O adiamento era necessário e não podemos descartar um novo ajuste de data face à situação de crise sanitária vivida pelo país. Esta decisão precisa ser complementada com medidas emergenciais para garantir que alunos da rede pública tenham acesso a programas de acompanhamento pedagógico e a pacotes de dados de internet para terem as condições mínimas de participação em um processo extremamente competitivo e cujas desigualdades nas condições de preparação são decisivas no resultado do exame.  

Quais os maiores prejuízos da pandemia aos alunos e como devem repercutir nas provas? 

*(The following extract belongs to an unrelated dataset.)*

PR #89, opened 2022-01-23
Fix the arc & orc GC related invmod issue closes #88

### LINKED ISSUE #88: Tests of invmod fail with arc & orc GC
The latest commit does not pass due to to an error with the arc garbage collector and the modular inverse function invmod.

O maior prejuízo está no déficit de aprendizagem de estudantes da escola pública que estão sem acesso a aulas remotas ou a programas compensatórios criados pelas redes públicas para garantir a preparação para o exame. Um fator determinante para isso é, por exemplo, a inexistência de computador em casa, telefone celular e internet, imprescindíveis para o acompanhamento remoto ou mesmo para o prosseguimento de estudos individuais, como é o caso de milhares de jovens que já concluíram o ensino médio e estão estudando em casa por conta própria.  

Como as escolas, sobretudo públicas, devem se preparar para dar suporte a eles? O que deve ser mais trabalhado a fim de mitigar essas perdas? 

Um dos pontos críticos da preparação é a redação, que exige um esforço adicional das escolas no terceiro ano. Uma boa prática seria a de se estabelecer um programa pedagógico de apoio remoto à produção de redações pelos alunos da rede pública, com suporte e revisão dos professores da área. Outro aspecto importante está relacionado com a saúde mental, pois a situação de ansiedade típica do Enem está sendo bastante agravada pela pandemia. Um terceiro aspecto diz respeito ao acesso a materiais didáticos e complementares, muitos deles existentes em bibliotecas públicas ou escolares que estão fechadas e poderiam criar mecanismos de empréstimo a estudantes do terceiro ano do ensino médio, por exemplo.  

O nível desta edição do Enem deve ser mais baixo, na sua visão? 

O Enem é construído sobre a Teoria da Resposta ao Item, que é um algoritmo bastante complexo, mas que pode ser programado e adequado aos objetivos do exame. O fator mais preocupante deverá ser mesmo a evasão no dia da prova.